I truly do not understand why this is so controversial.
If they are not using DKMS, then probably yes.
I failed to parse this sentence and I failed to understand that you meant "As far as I know, neither Ubuntu, nor Debian actually use this script." (I understood the opposite).
Let me actually flip this around and ask you to explain to me why Dracut should install an initramfs that we know will not boot because it is missing the driver for the root partition file system?

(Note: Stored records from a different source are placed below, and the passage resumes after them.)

PR #1076, opened 2021-12-14
add retry for secret gets

kalantar:

### DIFF
--- a/cmd/kubernetes.go
+++ b/cmd/kubernetes.go
@@ -86,32 +86,25 @@ func getSecretWithRetry(client *kubernetes.Clientset, ns string, nm string) (s *
 			return s, err
 		}
 		if !k8serrors.IsNotFound(err) {
+			log.Logger.Errorf("unable to read secret: %s; %s\n", nm, err.Error())
 			return nil, err
 		}
 		time.Sleep(GetRetryInterval)
 	}
 	// tried MAX_RETRIES times
-	return nil, fmt.Errorf("experiment \"%s\" not found", nm)
+	log.Logger.Errorf("experiment \"%s\" not fouund; unable to read secret: %s\n", nm, err.Error())
+	return nil, fmt.Errorf("experiment not found")
 }
 
 func GetExperimentSecret(client *kubernetes.Clientset, ns string, id string) (s *corev1.Secret, err error) {
-	// ctx := context.Background()
-
 	// An id is provided; get this experiment, if it exists
 	if len(id) != 0 {
 		nm := SpecSecretPrefix + id
 		s, err = getSecretWithRetry(client, ns, nm)
-		// s, err = client.CoreV1().Secrets(ns).Get(ctx, nm, metav1.GetOptions{})
-		if err != nil {
-			if k8serrors.IsNotFound(err) {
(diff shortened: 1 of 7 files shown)


cmd/kubernetes.go
```diff
@@ -75,13 +79,29 @@ func GetExperimentLogs(client *kubernetes.Clientset, ns string, id string) (err
 	return nil
 }
 
+func getSecretWithRetry(client *kubernetes.Clientset, ns string, nm string) (s *corev1.Secret, err error) {
+	for i := 0; i < MaxGetRetries; i++ {
+		s, err = client.CoreV1().Secrets(ns).Get(context.Background(), nm, metav1.GetOptions{})
+		if err == nil {
```
sriumcp, line 85:
```go
if err != nil {
  could you please log the error here?
}
```

cmd/kubernetes.go
```diff
@@ -75,13 +79,29 @@ func GetExperimentLogs(client *kubernetes.Clientset, ns string, id string) (err
...
-	ctx := context.Background()
+	// ctx := context.Background()
 
 	// An id is provided; get this experiment, if it exists
 	if len(id) != 0 {
 		nm := SpecSecretPrefix + id
-		s, err = client.CoreV1().Secrets(ns).Get(ctx, nm, metav1.GetOptions{})
+		s, err = getSecretWithRetry(client, ns, nm)
+		// s, err = client.CoreV1().Secrets(ns).Get(ctx, nm, metav1.GetOptions{})
 		if err != nil {
```
sriumcp: Could you please log error here?

cmd/kubernetes.go
```diff
@@ -165,7 +185,8 @@ type KubernetesExpIO struct {
 // read experiment spec from secret in the Kubernetes context
 func (f *KubernetesExpIO) ReadSpec() ([]base.TaskSpec, error) {
 
-	s, err := f.Client.CoreV1().Secrets(f.Namespace).Get(context.Background(), f.Name, metav1.GetOptions{})
+	s, err := getSecretWithRetry(f.Client, f.Namespace, f.Name)
```
sriumcp, line 181: Rather than log the error here, it is preferable to log errors the first time they're generated / observed, rather than let them cascade all the way up.
***
This simple pattern ensures that each error is logged exactly once  (not more, and not less).

cmd/kubernetes.go
```diff
@@ -183,7 +204,8 @@ func (f *KubernetesExpIO) ReadSpec() ([]base.TaskSpec, error) {
 // read experiment result from Kubernetes context
 func (f *KubernetesExpIO) ReadResult() (*base.ExperimentResult, error) {
 	resultSecretName := f.Name + "-result"
-	s, err := f.Client.CoreV1().Secrets(f.Namespace).Get(context.Background(), resultSecretName, metav1.GetOptions{})
+	s, err := getSecretWithRetry(f.Client, f.Namespace, resultSecretName)
```
sriumcp, line 198: Could you please log the error inside `getSecretWithRetry` func instead of outside?

sriumcp (changes requested):
Minor changes requested.

sriumcp (approved):
lgtm

PR #1093, opened 2021-12-16
change default image latest to 0.8

kalantar:

### DIFF
--- a/basecli/k8s.tpl
+++ b/basecli/k8s.tpl
@@ -16,9 +16,9 @@
 {{/* -- name ----------------------------------------------- */}}
 {{- $name := printf "experiment-%s" $id -}}
 {{/* -- version -------------------------------------------- */}}
-{{- $version := printf "0.8" -}}
+{{- $version := iter8MajorMinorVersion -}}
 {{/* -- image ---------------------------------------------- */}}
-{{- $image := printf "iter8/iter8:0.8" -}}
+{{- $image := defaultImage -}}
 {{- if hasKey .Values "image" -}}
   {{- $image = .Values.image -}}
 {{- end -}}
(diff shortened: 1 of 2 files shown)


basecli/k8s.tpl
```diff
@@ -18,7 +18,7 @@
 {{/* -- version -------------------------------------------- */}}
 {{- $version := printf "0.8" -}}
 {{/* -- image ---------------------------------------------- */}}
-{{- $image := printf "iter8/iter8:latest" -}}
+{{- $image := printf "iter8/iter8:0.8" -}}
```
sriumcp: Could  we please use the version variable inside Iter8 (used by `iter8 -v` command) instead of hard coding `0.8`?

This is a solution that continues to work for `0.9` as well...

This is useful for both $version and $image.

sriumcp (changes requested):

basecli/k8s.tpl
kalantar: This is hard to do well in a template; we must rely on code to do it. Which makes overriding it (especially for the image; for testing) harder.

sriumcp:
```
{{- $image := defaultImage -}}
{{- if hasKey .Values "image" -}}
  {{- $image = .Values.image -}}
{{- end -}}
```

```
{{- $version := iter8MajorMinorVersion -}}
```

The above is all we need for this to work. You can register the functions `iter8MajorMinorVersion` and `defaultImage` like [this](https://github.com/iter8-tools/iter8/blob/ee99956b0f2feaf0d93ae26e65b3d18f267ddb5f/basecli/report.go#L121).

sriumcp (changes requested):
Please see template/code example for default images and versions.

sriumcp:
This PR partly addresses #1095

sriumcp (approved):
LGTM

PR #1111, opened 2022-01-07
Release binaries with appropriate version information

sriumcp:
This PR also dispenses with `iter8 -v` and instead adds the `iter8 version` subcommand so that versions can be tracked properly in the binaries.


kalantar (approved):
looks good

PR #289, opened 2021-06-28
Introduce `Text` component to control wrapping of text content (#286)

### LINKED ISSUE #286: Control wrapping of content within Toolbar items
Possibly add `wrap` for `ToolbarItems` and `wrapItems` for `ToolbarGroup` and `Toolbar` to allow text wrapping (which is now turned off).

adamkudrna:
obrazek

---

obrazek

Closes #286.

### DIFF
--- a/src/lib/components/ui/Text/Text.jsx
+++ b/src/lib/components/ui/Text/Text.jsx
@@ -1,0 +1,73 @@
+import PropTypes from 'prop-types';
+import React from 'react';
+import { withProviderContext } from '../../../provider';
+import getRootHyphensClassName from './helpers/getRootHyphensClassName';
+import getRootWordWrappingClassName from './helpers/getRootWordWrappingClassName';
+import styles from './Text.scss';
+
+export const Text = ({
+  blockLevel,
+  children,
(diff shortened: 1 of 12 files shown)


src/lib/components/ui/Text/Text.jsx
```diff
@@ -0,0 +1,73 @@
...
+  wordWrapping: 'normal',
+};
+
+Text.propTypes = {
+  /**
+   * If true, the root HTML element renders as `<div>` instead of `<span>`.
+   */
+  blockLevel: PropTypes.bool,
+  /**
+   * Text content to be sanitized. Can contain HTML.
```
bedrich-schindler, line 50: I think it should be `Can contains HTML`

bedrich-schindler (approved):

src/lib/components/ui/Text/Text.jsx
adamkudrna: Only if we were talking about [cans](https://slovnik.seznam.cz/preklad/cesky_anglicky/plechovka?strict=true) 🙂.

PR #291, opened 2021-07-30
Introduce `Tabs` component (#288)

### LINKED ISSUE #288: Add `Tabs` component

adamkudrna:
obrazek
obrazek

Closes #288.


src/lib/components/ui/Tabs/TabsItem.jsx
```diff
@@ -0,0 +1,85 @@
...
+   */
+  isActive: PropTypes.bool,
+  /**
+   * Item's label.
+   */
+  label: PropTypes.string.isRequired,
+  /**
+   * Item's link. Can be a URI or an object with `href` and `onClick` function.
+   */
+  link: PropTypes.oneOfType([
```
bedrich-schindler, line 74: Is object definition necessary here? It would be more simple to have:

```js
link: PropTypes.oneOfType([
  PropTypes.string,
  PropTypes.func,
])
```

I do not see benefit in having mixed definition for a such simple purpose. I don't even know why to have `href` and `onClick` defined at the same time as `href` is never used. What more, this definition is not correct as it allows to have empty definition object resulting in exception even if prop type check is passed.

src/lib/components/ui/Tabs/__tests__/Tabs.test.jsx
```diff
@@ -0,0 +1,24 @@
...
+      <Tabs />,
+    );
+
+    expect(tree).toMatchSnapshot();
+  });
+
+  it('renders correctly with children', () => {
+    const tree = shallow(
+      <Tabs id="my-tabs">
+        <li>item 1</li>
```
bedrich-schindler, line 17: We expect to have strict prop type definition later. We want to have `TabItem` here as `li` should never be passed to Tabs.

src/lib/components/ui/Tabs/README.mdx
```diff
@@ -0,0 +1,242 @@
...
+
+<Props table of={TabsItem} />
+
+## Theming
+
+### Tabs Theming
+
+| Custom Property                                      | Description                                                  |
+|------------------------------------------------------|--------------------------------------------------------------|
+| `--rui-Tabs__border-width`                           | Width of decorative bottom border                            |
```
bedrich-schindler, line 208: You talk here about bottom border but property name is without "bottom" in it. Is it correct? Seems like a bug.

bedrich-schindler (changes requested):

src/lib/components/ui/Tabs/TabsItem.jsx
bedrich-schindler, line 74: `link` should be replaced by `href` which must be mandatory string. Then there should be `onClick` function which is optional and could be use to override `href` functionality. It could be then replaced globally by context. Approved by @mbohal

bedrich-schindler (changes requested):

src/lib/components/ui/Tabs/TabsItem.jsx
adamkudrna: Fixed.

src/lib/components/ui/Tabs/__tests__/Tabs.test.jsx
adamkudrna: Fixed.

bedrich-schindler (approved):

mbohal (approved):

PR #293, opened 2021-08-04
Remove flex layout from `Paper` as it prevented margin collapsing of its content

adamkudrna:


src/lib/components/ui/Card/Card.scss
```diff
@@ -7,7 +9,7 @@
 
   display: flex;
   flex-direction: column;
-  width: 100%;
+  min-width: 0; // 1.
```
adamkudrna, line 12: `width` is not necessary and `min-width` should improve behavior in flex and grid layouts.

bedrich-schindler (approved):

PR #301, opened 2021-08-30
Use react-testing-library for testing

mbohal:

PR #309, opened 2021-09-15
Document composition principles and CSS guidelines

adamkudrna:
New sections:

- Contribute > Composition
- Contribute > CSS Guidelines

A PR with refactored CSS to match the new guidelines will follow as soon as #301 is merged.

### DIFF
--- a/src/docs/contribute/css.mdx
+++ b/src/docs/contribute/css.mdx
@@ -1,0 +1,256 @@
+---
+name: CSS Guidelines
+route: /contribute/css
+menu: Contribute
+---
+
+# CSS Guidelines
+
+Basic rules to follow when authoring React UI CSS.
+
+## Coding Style
+
+React UI uses [Stylelint] to avoid errors in CSS and enforce unified coding
+style across all stylesheets.
+
+Configurations used:
+
+- [`stylelint-config-visionapps`][stylelint-config-visionapps] — a more strict
+  extension of popular community preset
+  [`stylelint-config-standard`][stylelint-config-standard].
+
+- [`stylelint-config-visionapps-order`][stylelint-config-visionapps-order] —
+  an opinionated list of CSS properties order.
+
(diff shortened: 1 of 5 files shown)


src/docs/contribute/css.mdx
```diff
@@ -0,0 +1,256 @@
...
+- **Classes that are automatically generated by Sass loops should be handled
+  with care.** With loops, it's easy to produce a lot of CSS and negatively
+  impact performance.
+
+## Postprocessing with PostCSS
+
+All styles are automatically prefixed by [Autoprefixer] plugin for [PostCSS]
+according to [Browserslist] configuration stored in `.browserslistrc`.
+
+[Stylelint]: https://stylelint.io
```
mbohal, line 237: These links do not get rendered in final docs.

Also why are they here? I think we should make a hyperlink out of name used in text, but this is just a bunch of more or less related texts. 

It makes it feel like a CSS tutorial and not a library documentation.

mbohal (approved):

src/docs/contribute/css.mdx
adamkudrna: They do render, it's called [reference links](https://github.com/adam-p/markdown-here/wiki/Markdown-Cheatsheet#links).

mbohal: I dont see them:
Screenshot from 2021-09-16 10-53-08

bedrich-schindler: @mbohal It is not supposed to be rendered, see the link. It is just definition so you do not have to have long links in the main texts and you use those predefined instead.

bedrich-schindler (approved):

src/docs/contribute/css.mdx
mbohal: Everyday I learn something new…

Clearly I failed to communicate my intention. I have over 10 PRs waiting for feedback - my real motivation is just try to help out with reviews. Especially on this one - https://github.com/dracut-ng/dracut-ng/pull/1348
My reviews and feedback does not really counts toward to official two review requirement, so I just wanted to seek out more information to make it readily available for other reviewers with more karma.
I truly do not understand why this is so controversial.
I think the fact that neither Debian nor Fedora (seems also nor Arch) is hitting this code path is a critical information for reviews (sadly).
Ubuntu doesn't hit this in the default path because ZFS is bundled in their kernel packages. Debian and Fedora don't hit this because they use DKMS. RHEL and SUSE distributions use kmod packaging, which works around this problem too.
There's a much more straightforward way to solve this: kernel-install should be checking that all filesystems have matching kernel functionality (kmod or built-in) or bail out.
I will not accept a ZFS-specific solution. I will accept a generic one.